En Libye, les Etats-Unis eurent la divine surprise, réelle ou feinte, de voir la France de Nicolas Sarkozy proposer, en bon vassal, de donner un coup de main exogène au plan américain. L’asservissement de Nicolas Sarkozy aux vues américaines était telle que même la Grande-Bretagne, pourtant habituée depuis 1945, à la première place du podium aux olympiades de la servilité à l’Oncle Sam, se trouva cette fois surclassée sur son propre terrain, contrainte d’emboiter le pas à la France pour faire bonne figure. Cette intervention libyenne fut conduite sous mandat des Nations-unies, les Occidentaux ayant littéralement arnaqué russes et chinois, leur expliquant que la résolution ne prévoyait qu’une protection aérienne et non des attaques. C’est cette mystification qui a conduit ensuite la Russie et la Chine à systématiquement opposer leurs vétos respectifs sur la Syrie.

 

Irak, Syrie, Egypte, Libye sans parler du Yémen autant de pays qui fournissent aujourd’hui les plus gros contingents de réfugiés vers l’Europe. Pour ceux qui douteraient du lien entre ces déstabilisations extérieures de pays souverains et la problématique migratoire, l’exemple de l’Egypte est éclairant. Une fois le pays repris en main et stabilisé par le maréchal Al Sissi, le flux de réfugiés en provenance de ce pays, massif entre 2011 et 2014, s’est aujourd’hui quasiment asséché.

 

C’est donc bien l’intrusion calculée, planifiée par des puissances étrangères, au sein de pays arabes souverains qui a ouvert les vannes du phénomène migratoire auquel nous assistons aujourd’hui. Il faut ajouter que les points de départ de ces réfugiés vers l’Europe sont la Libye et la Turquie, deux pays musulmans dont le premier est tenu par des factions islamisto-mafieuses et le second s’est vu refusé l’entrée au sein de l’UE à plusieurs reprises. Autant dire que, pour des raisons différentes, ces deux pays, ont un intérêt à tenter à leur tour de déstabiliser l’Europe, sinon en lançant les vagues migratoires sur le Vieux continent, du moins en ne faisant rien pour les empêcher.

 

Aujourd’hui, d’après le renseignement militaire français, c’est près d’un million de migrants qui attendent dans la seule Libye de pouvoir s’embarquer vers l’Europe…

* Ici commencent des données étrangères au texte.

PR #1060, opened 2021-10-18
FLUID-6605, FLUID-6260: Use CSS custom properties for styling related Enactors

jobara:
Makes use of CSS custom properties for styling related enactors. Also split apart the CSS property definitions from the default styling application. This allows for the current approach of styles that will attempt to be "drop in" and work; while also providing an option for an integrator to more easily use their own styling by hooking directly into the custom properties in their own stylesheets.

- https://issues.fluidproject.org/browse/FLUID-6260
- https://issues.fluidproject.org/browse/FLUID-6605
- https://issues.fluidproject.org/browse/FLUID-6687
- https://issues.fluidproject.org/browse/FLUID-6688
- https://issues.fluidproject.org/browse/FLUID-6690


tests/framework-tests/preferences/html/LetterSpaceEnactor-test.html
```diff
@@ -53,11 +51,14 @@ <h2 id="qunit-banner"></h2>
...
-        <p class="flc-letterSpace" style="display: none; font-size: 16px">
+        <p class="flc-letterSpace" style="display: none; font-size: 16px; letter-spacing: var(--fl-letterSpace)">
             Sample Text
         </p>
         <div style="display: none; font-size: 16px; letter-spacing: 0.5em">
-            <p class="flc-letterSpace-existing" style="letter-spacing: 0.2em">
+            <p class="flc-letterSpace-existing" style="letter-spacing: var(--fl-letterSpace, 0.2em)">
+                Sample Text
+            </p>
+            <p class="flc-letterSpace-factor" style="letter-spacing: calc(calc(var(--fl-letterSpace-factor, 0) * 1em) + 0.2em)">
```
amb26, line 61: See below

src/framework/preferences/js/Enactors.js
```diff
@@ -358,6 +376,13 @@ https://github.com/fluid-project/infusion/raw/main/Infusion-LICENSE.txt
                 "model.value": "value"
             }
         },
+        styles: {
+            enabled: "fl-lineSpace-enabled"
+        },
+        cssCustomProp: {
+            factor: "--fl-lineSpace-factor",
```
amb26, line 383: Given --fl-lineSpace-factor does not appear in any CSS definitions, I'm wondering why we store it in a custom property rather than just as an intermediate value in code?

src/framework/preferences/js/Enactors.js
```diff
@@ -310,6 +315,13 @@ https://github.com/fluid-project/infusion/raw/main/Infusion-LICENSE.txt
                 "model.value": "value"
             }
         },
+        styles: {
+            enabled: "fl-textSize-enabled"
+        },
+        cssCustomProp: {
+            factor: "--fl-textSize-factor",
```
amb26, line 322: Similar to --fl-lineSpace-factor I don't see that this is used in a CSS definition

src/framework/preferences/css/sass/EnhanceInputs_base.scss
```diff
@@ -0,0 +1,6 @@
+.fl-input-enhanced {
+    --fl-enhance-factor: 1.25;
```
amb26, line 2: This value seems to be used in just one place. Is there a use case for adjusting it somehow?
Given it appears to be tied to the next value, if we keep it, could be named --fl-enhance-font-size-factor

src/framework/preferences/js/Enactors.js
jobara: the "factor" CSS custom properties provide hooks for integrators to use. The way that the programmatic style changing enactors typically work is to get the current size of the related CSS computed style, then apply the size increase to that. In this case, the line-height might be set to 1.2. Changing that in UIO to 2, would set line-height to 2.4. However, an integrator may have different line-heights set for the different parts of the page. If they only have the 2.4 value, they'd be setting all the line-heights to the same. With `--fl-lineSpace-factor` an integrator could set the line height like:

```css
body {
    line-height: var(--fl-lineSpace, 1.2);
}

.summary {
    line-height: calc(var(--fl-lineSpace-factor, 1) * 1.4);
}
```

jobara:
@amb26 do you have suggestions for the name "factor"? I guess it doesn't always have to be used as a multiplier, it could be used as an addition. Does the name still make sense?

src/framework/preferences/js/Enactors.js
```diff
@@ -405,20 +448,31 @@ https://github.com/fluid-project/infusion/raw/main/Infusion-LICENSE.txt
         return fluid.roundToDecimal(parseFloat(lineHeight) / fontSize, 2);
```
amb26, line 448: Note that the bug referenced on line 444 applied only to old versions of IE and was closed 11 years ago - we should be able to axe the work-around now

amb26: There's also another reference to the expired FLUID-4500 on line 433

src/framework/preferences/js/Enactors.js
jobara: Docs makes sense, I was also thinking a tutorial for integrating with them might help too. I've filed this as https://issues.fluidproject.org/browse/FLUID-6691

src/framework/preferences/js/Enactors.js
jobara: I've removed those and updated the tests.

jobara:
@greatislander I've updated the README file with information about the Sass files and CSS custom properties. I'm still not sure of better naming convention for the Sass files. Wondering if things are okay to merge as is, and we can continue to explore better naming options in future updates?

greatislander (approved):

greatislander (approved):

jobara:
@amb26 I made some additional changes since you last reviewed. Would you like to have another look and merge if you are happy?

I.2. Face à cette immigration massive, les pays de l’Union européenne apprécient la situation sous un angle national

 

L’Allemagne est dans une situation de dépression démographique de longue période. Depuis plus de 20 ans, le taux de fécondité allemand atteint péniblement les 1,2 enfant par femme, soit presque deux fois moins que le nombre d’enfants par femme requis pour assurer le renouvellement des générations (2,1). Dans les années 90, l’intégration de l’Allemagne de l’Est et l’« émigration intérieure » consécutive a permis de masquer un temps cette tendance et a même offert le luxe au chancelier Schröder de mettre en œuvre les réformes de 2002 dont la pierre angulaire était une déflation salariale compensée par une hausse de la TVA (ce que l’on a pompeusement baptisé « TVA sociale » en France plus tard). Economiquement, la dépression salariale des années 2000 a dopé la compétitivité des produits allemands et permis d’accumuler sur le dos des partenaires européens (grâce à l’euro qui leur permettrait de s’endetter à très faible coût) des excédents commerciaux records.

 

Ce mécanisme vertueux pour l’Allemagne commence à s’enrayer : depuis quelques années, l’effet réunification a disparu et l’Allemagne se trouve à nouveau confronté au vieillissement accéléré de sa population. Les travailleurs commencent à manquer dans les usines et la main-d’œuvre disponible accepte de plus en plus difficilement de travailler au rabais. Depuis 2012, le salaire moyen allemand a progressé de 7%. Pour l’instant, cette hausse a été stérilisée par l’effet qualitatif du « made in Germany » qui veut que la demande (notamment étrangère) en produits allemands est inélastique aux prix. Mais ce label ne pourra pas indéfiniment protéger l’industrie allemande contre une baisse de la demande pour ses produits, si la hausse des prix venait à se poursuivre ou à s’amplifier. Or la dépression démographique allemande alimente la rareté du facteur travail et contribue donc à renchérir ce dernier sur le long terme. Cette dynamique infernale ne peut être stoppée que de deux manières :

  • soit en relançant la démographie (processus long dont les effets ne peuvent être ressentis que dans plusieurs années voire dizaines d’années) ;
  • soit, instantanément par un choc démographie exogène, autrement dit une immigration massive, susceptible de pallier l’insuffisance du facteur travail.

 

Les surplus commerciaux colossaux accumulés par l’Allemagne au cours de ces 20 dernières années permettent par ailleurs au pays de pouvoir financer l’accueil de cette immigration massive. Le taux de chômage très bas (moins de 5% de la population active, conséquence de cette rareté du travail) permet également au marché du travail allemand d’absorber sans difficultés un surplus de travailleurs. Ainsi quand Angela Merkel se dit prête à accueillir 800.000 migrants pour la seule année 2015, il ne faut pas y voir un simple effet de compassion émotionnelle. L’Allemagne a un intérêt économique vital à accueillir le surcroît de population lui permettant de compenser immédiatement ses propres insuffisances en la matière.

 

Peu ou prou, les autres pays du Nord de l’Europe, en particulier les pays scandinaves sont dans la même configuration démographique et donc économique que l’Allemagne. Cela explique pourquoi ces pays sont également devenus des eldorados pour les migrants.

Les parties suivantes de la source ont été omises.